* RECORDS FOR THIS TASK *
*** Block opens ***

PR #2643, opened 2020-08-02
class definitions could start with keyword enum

ezksd:
Enum is a special type in java, which doesn't like enum in other programming languages. It's not a primitive type, enum has the same construct of class.  We also consider it a syntax sugar to define a special class. And enum definition located at subchapter of classes in [java language specification](https://docs.oracle.com/javase/specs/jls/se11/html/jls-8.html#jls-8.9) too. 
```java
enum Coin {
    PENNY(1), NICKEL(5), DIME(10), QUARTER(25);
    Coin(int value) { this.value = value; }

    private final int value;
    public int value() { return value; }
}
```


yyyc514:
Looks good.  Please also update CHANGES.md

PR #2644, opened 2020-08-04
Remove console warnings

Himura2la:
The deleted outro adds to every language after the return statement, which generates the:
`Warning: unreachable code after return statement (Firefox)`
https://developer.mozilla.org/en-US/docs/Web/JavaScript/Reference/Errors/Stmt_after_return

*** Block closes ***

* DIRECTIONS FOR THIS TASK *
When the word "https" appears in a line of the listing, pull that line out.

* WRITTEN ANSWER *
Enum is a special type in java, which doesn't like enum in other programming languages. It's not a primitive type, enum has the same construct of class.  We also consider it a syntax sugar to define a special class. And enum definition located at subchapter of classes in [java language specification](https://docs.oracle.com/javase/specs/jls/se11/html/jls-8.html#jls-8.9) too. 
https://developer.mozilla.org/en-US/docs/Web/JavaScript/Reference/Errors/Stmt_after_return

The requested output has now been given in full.